> **Your instructions**: Return every line in the entries below where the word "Tempest" shows up.

(Stored data)
►
PR #9188, opened 2016-05-18
rgw: improve support for Swift's object versioning.

rzarzynski:
This patch allows RadosGW to pass the RefStack with an accuracy to the [RFC7230 violation issue](https://bugs.launchpad.net/tempest/+bug/1536251)  which is clearly a Tempest bug.

Following areas have been improved:
* reverting previous versions during `DELETE` on an object.
* preserving the `X-Versions-Location` between multiple `PUT` and `POST` requests,
* disabling the versioning through the `X-Remove-Versions-Location` header.

I'm providing below the results of a Tempest run against RefStack's tests. The version of Tempest is `aff9cc072bbbb222b09a3411b203c180b493eae8` (Tue May 10 15:44:57 2016 +0000) with [the fix](https://review.openstack.org/272062) for the RFC7230 issue incorporated in.

CC: @yehudasa.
◄
> **Completed task**:
This patch allows RadosGW to pass the RefStack with an accuracy to the [RFC7230 violation issue](https://bugs.launchpad.net/tempest/+bug/1536251)  which is clearly a Tempest bug.
I'm providing below the results of a Tempest run against RefStack's tests. The version of Tempest is `aff9cc072bbbb222b09a3411b203c180b493eae8` (Tue May 10 15:44:57 2016 +0000) with [the fix](https://review.openstack.org/272062) for the RFC7230 issue incorporated in.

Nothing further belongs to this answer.